▸ **WHAT THE EXERCISE ASKS**: In the entries below, find each line bearing the string "weapon" and copy it.

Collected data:
☆ ☆ ☆ ☆ ☆ ☆ ☆
PR #4698, opened 2025-04-23
Balance pass over gibonite

FalloutFalcon:
## About The Pull Request
gibonite detonated prematurely does very little (means if someone drills to fast if wont murder them) 
nerfs all the explosions of gibonite but buffs the item light range so its better for mining while not nuking a ship if someone accidentally hits one

## Why It's Good For The Game
alternative to fully removing them, though i dont think this is the only pr required, i think they should be reflavored into some sort of unstable plasma or sulfer that can be refined for a good chunk of it.

## Changelog

:cl:
add: New round tip to let people know you can defuse gibonite with a multi-tool.
balance: Gibonite explosions are weaker, premature explosions do virtually nothing.
balance: The light explosion range of the Gibonite item is a little stronger.
/:cl:


generalthrax:
This is good, but as you said it should probably require the latter reflavouring you mentioned

PR #4716, opened 2025-04-25
Scoopable Goliath Pups and Derecho touch-ups

zimon9:
## About The Pull Request

This PR adds a 10mm ammo box, and three weapon refurbishment kits to the Derecho. It also removes the hand drill and jaws of life from the wrecker's equipment room and replaces it with an angle grinder pack, and a mineral vein scanner. The Captain's locker is also given an assault belt.

This PR also makes goliath pups, and by extension, David the goliath pup, scoopable.

image

## Why It's Good For The Game

Adding a 10mm ammo box allows the Foreman to be able to load their weapon without having to buy a box of ammo roundstart. Weapon refurbishment kits make sense for a ship that may be expected to use their weapons frequently, I think. The hand drill and jaws of life from the wrecker equipment room was replaced with an angle grinder because I felt that they don't serve as much help for salvaging as an angle grinder would. I'm a little unsure about this change, though, so if it may be better to keep the tools, I would be happy to bring them back. I do still think that an angle grinder would be helpful for this ship, regardless. A mineral scanner was added because I can see this ship primarily conducting drill surveys when it's not scrapping, and this would help facilitate that, or to at least encourage it. An assault belt was added to the Captain's locker because it can be helpful to have one to hold equipment to help manage your crew in, rather than having to rely on one's bag.

Goliath pups were made scoopable because I thought it would be nice to be able to do. While goliaths are cow sized, I can see a pup being small enough to be carried around.

## Changelog

:cl:
add: Added a 10mm ammo box, three weapon refurbishment kits, an angle grinder, a mineral vein scanner, and an assault belt to the Derecho
add: Added goliath pup scooping
del: Removed wrecker power tools from the Derecho
/:cl:

### DIFF
--- a/_maps/shuttles/syndicate/syndicate_ngr_derecho.dmm
+++ b/_maps/shuttles/syndicate/syndicate_ngr_derecho.dmm
@@ -848,16 +848,11 @@
 /obj/item/gun/energy/plasmacutter{
 	pixel_y = 15
 	},
-/obj/item/screwdriver/power{
-	pixel_x = 8;
-	pixel_y = 5
-	},
-/obj/item/crowbar/power{
-	pixel_x = -9;
-	pixel_y = -1
-	},
 /obj/machinery/airalarm/directional/south,
 /obj/effect/decal/cleanable/dirt/dust,
+/obj/item/gear_pack/anglegrinder{
+	pixel_y = 3
+	},
 /turf/open/floor/pod,
 /area/ship/storage/equip)
 "hf" = (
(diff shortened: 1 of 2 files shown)


rivercadaver:
hold David gently

Apogee-dev:
In my mind’s eye I see goliath pups being the size of a big stupid Labrador retriever so that works. I think the other changes are all solid QOL improvements too, but I can’t double check the map file for any unexpected issues rn. Derecho pre-dates the angle grinder, and I would have given it a grinder instead of the power tools when i mapped it if they were available at the time.

FalloutFalcon (approved):

zimon9:
> In my mind’s eye I see goliath pups being the size of a big stupid Labrador retriever so that works.

This may be the worst thing I've made yet
The visual is very entertaining, regardless
image

Issue #8, opened 2019-05-18
Tests: use coverage


Steap:
It would be nice to use "coverage" in the tests. Upt does it (see https://framagit.org/upt/upt/commit/3dfc1b4c7b3a163212754538b973503263759b6c) and it helps detect which parts of the code are never executed when running the tests.

reneeotten:
Sure, that never hurts! 

In the same PR to add this, let's also fix the configuration for the Azure pipelines that Rainer enabled. Configuration file is ```azure-pipelines.yml``` and the documentation is [here](https://docs.microsoft.com/en-us/azure/devops/pipelines/languages/python?view=azure-devops).

PR #9, opened 2019-05-18
Add coverage and update azure config

Korusuke:
This addresses Issue #8 

I have added coverage but as of now, it will fail as the pass criteria is 90% and till now the coverage is at 65%.

### DIFF
--- a/.coveragerc
+++ b/.coveragerc
@@ -1,0 +1,6 @@
+[run]
+branch = True
+
+[report]
+omit = upt_macports/tests/*
+fail_under = 60
--- a/azure-pipelines.yml
+++ b/azure-pipelines.yml
@@ -6,18 +6,23 @@
 trigger:
 - master
 
-pool:
-  vmImage: 'ubuntu-latest'
 strategy:
   matrix:
-    Python27:
-      python.version: '2.7'
-    Python35:
-      python.version: '3.5'
-    Python36:
+    py36_linux:
+      imageName: 'ubuntu-16.04'
       python.version: '3.6'
-    Python37:
+    py37_linux:
+      imageName: 'ubuntu-16.04'
       python.version: '3.7'
+    py36_macos:
+      imageName: 'macos-10.13'
+      python.version: '3.6'
+    py37_macos:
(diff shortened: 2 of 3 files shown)


Steap:
I would like this PR to be split into two different commits.

You can put the threshold at 60% in .coveragerc, and add more tests later.

reneeotten:
I agree with @Steap, the Azure part should be in a different commit. 

You should for sure take a look at the Python versions that you have selected in the ``` azure-pipelines.yml```, ```upt``` will only work with Python >= 3.6. Additionally, I don't see you installing ```upt```, the frontends and ```upt-macports``` backend, so it's not really surprising that the tests fail ;) [edit: sorry, ignore that last comment ```tox``` should take care of this]

The idea of using Azure for the ```macports-port``` repository was that it allows for longer builds (Travis has a maximum of 50 minutes), which is important for ports that can take a long time to build. However, the tests here are finished very quickly so we'll never run into timeout issues with Travis; thinking about this a bit more, perhaps there is no reason to actually run the tests on Azure as well?

mojca:
A few notes about Azure. For the ports it was absolutely critical to enable it as Travis is basically useless most of the time. But at the same time Travis fired most of their developers, so in my opinion it's only a question of time when they shut down for free projects. It absolutely doesn't hurt to have both enabled.

I certainly consider it optional to have two different services enabled, but now that the code is there, there should be no reason not to use it.

Also, there's nothing wrong with running the tests on Ubuntu (that is: both GNU Linux and macOS). Optional of course, but if it's just a matter of two lines in configuration, it cannot hurt to test on both.

Korusuke:
As suggested I have done the following changes:
- Split into two commits
- Change threshold to 60
- Add macOS and ubuntu both for py36 and py37

Now the checks are passing :) so I guess this commit may be good to merge.

reneeotten (approved):

reneeotten:
@Steap - are you okay with merging this? If I don't hear otherwise, I'll merge this tomorrow morning.

Steap:
I trust with you the Azure stuff :)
☆ ☆ ☆ ☆ ☆ ☆ ☆
▸ **RESPONSE TO THE TASK**:
This PR adds a 10mm ammo box, and three weapon refurbishment kits to the Derecho. It also removes the hand drill and jaws of life from the wrecker's equipment room and replaces it with an angle grinder pack, and a mineral vein scanner. The Captain's locker is also given an assault belt.
Adding a 10mm ammo box allows the Foreman to be able to load their weapon without having to buy a box of ammo roundstart. Weapon refurbishment kits make sense for a ship that may be expected to use their weapons frequently, I think. The hand drill and jaws of life from the wrecker equipment room was replaced with an angle grinder because I felt that they don't serve as much help for salvaging as an angle grinder would. I'm a little unsure about this change, though, so if it may be better to keep the tools, I would be happy to bring them back. I do still think that an angle grinder would be helpful for this ship, regardless. A mineral scanner was added because I can see this ship primarily conducting drill surveys when it's not scrapping, and this would help facilitate that, or to at least encourage it. An assault belt was added to the Captain's locker because it can be helpful to have one to hold equipment to help manage your crew in, rather than having to rely on one's bag.
add: Added a 10mm ammo box, three weapon refurbishment kits, an angle grinder, a mineral vein scanner, and an assault belt to the Derecho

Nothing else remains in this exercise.